Reproduce the records below word for word.
Records supplied: Begin
PR #349, opened 2026-08-11
fix: convert BGR/BGRA to grayscale in GrayToBinary before thresholding

### LINKED ISSUE #319: [Bug] GrayToBinary silently produces wrong output when given a color (BGR/BGRA) image

shree1071:
## Summary

Fixes #319

The GrayToBinary operator is designed to threshold a grayscale image into a binary (black and white) image. When a color (BGR or BGRA) image is passed in, it applies cv2.threshold() directly on all channels and returns a 3 or 4-channel binary output instead of a proper 2D grayscale binary image.

## What was wrong

GrayToBinary.compute() passed the image directly to cv2.threshold() with no channel check. OpenCV happily thresholds multi-channel images per-channel, so the operator appeared to work but produced a result with the wrong number of channels — defeating the purpose of the operator.

## To Reproduce

1. Upload any color image
2. Add a **Conversions > Gray to Binary** block (without first converting to gray)
3. Click Run
4. The output has 3 channels instead of 1 — downstream operators expecting a grayscale binary image will behave incorrectly

## Fix

Added channel detection at the start of compute() that converts BGR and BGRA inputs to grayscale before thresholding, matching the operator's documented intent.

`python
if image.ndim == 3:
    if image.shape[2] == 4:
        image = cv2.cvtColor(image, cv2.COLOR_BGRA2GRAY)
    else:
        image = cv2.cvtColor(image, cv2.COLOR_BGR2GRAY)
`

## Tests

2 new tests added to TestGrayToBinary in 	ests/test_conversion_operators.py:

- 	est_color_bgr_input_produces_grayscale_output — BGR input gives 2D output
- 	est_color_bgra_input_produces_grayscale_output — BGRA input gives 2D output

All 7 GrayToBinary tests pass. Full suite: 671 passed.

### DIFF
Records supplied: End
**Answer space**
PR #349, opened 2026-08-11
fix: convert BGR/BGRA to grayscale in GrayToBinary before thresholding

### LINKED ISSUE #319: [Bug] GrayToBinary silently produces wrong output when given a color (BGR/BGRA) image

shree1071:
## Summary

Fixes #319

The GrayToBinary operator is designed to threshold a grayscale image into a binary (black and white) image. When a color (BGR or BGRA) image is passed in, it applies cv2.threshold() directly on all channels and returns a 3 or 4-channel binary output instead of a proper 2D grayscale binary image.

## What was wrong

GrayToBinary.compute() passed the image directly to cv2.threshold() with no channel check. OpenCV happily thresholds multi-channel images per-channel, so the operator appeared to work but produced a result with the wrong number of channels — defeating the purpose of the operator.

## To Reproduce

1. Upload any color image
2. Add a **Conversions > Gray to Binary** block (without first converting to gray)
3. Click Run
4. The output has 3 channels instead of 1 — downstream operators expecting a grayscale binary image will behave incorrectly

## Fix

Added channel detection at the start of compute() that converts BGR and BGRA inputs to grayscale before thresholding, matching the operator's documented intent.

`python
if image.ndim == 3:
    if image.shape[2] == 4:
        image = cv2.cvtColor(image, cv2.COLOR_BGRA2GRAY)
    else:
        image = cv2.cvtColor(image, cv2.COLOR_BGR2GRAY)
`

## Tests

2 new tests added to TestGrayToBinary in 	ests/test_conversion_operators.py:

- 	est_color_bgr_input_produces_grayscale_output — BGR input gives 2D output
- 	est_color_bgra_input_produces_grayscale_output — BGRA input gives 2D output

All 7 GrayToBinary tests pass. Full suite: 671 passed.

### DIFF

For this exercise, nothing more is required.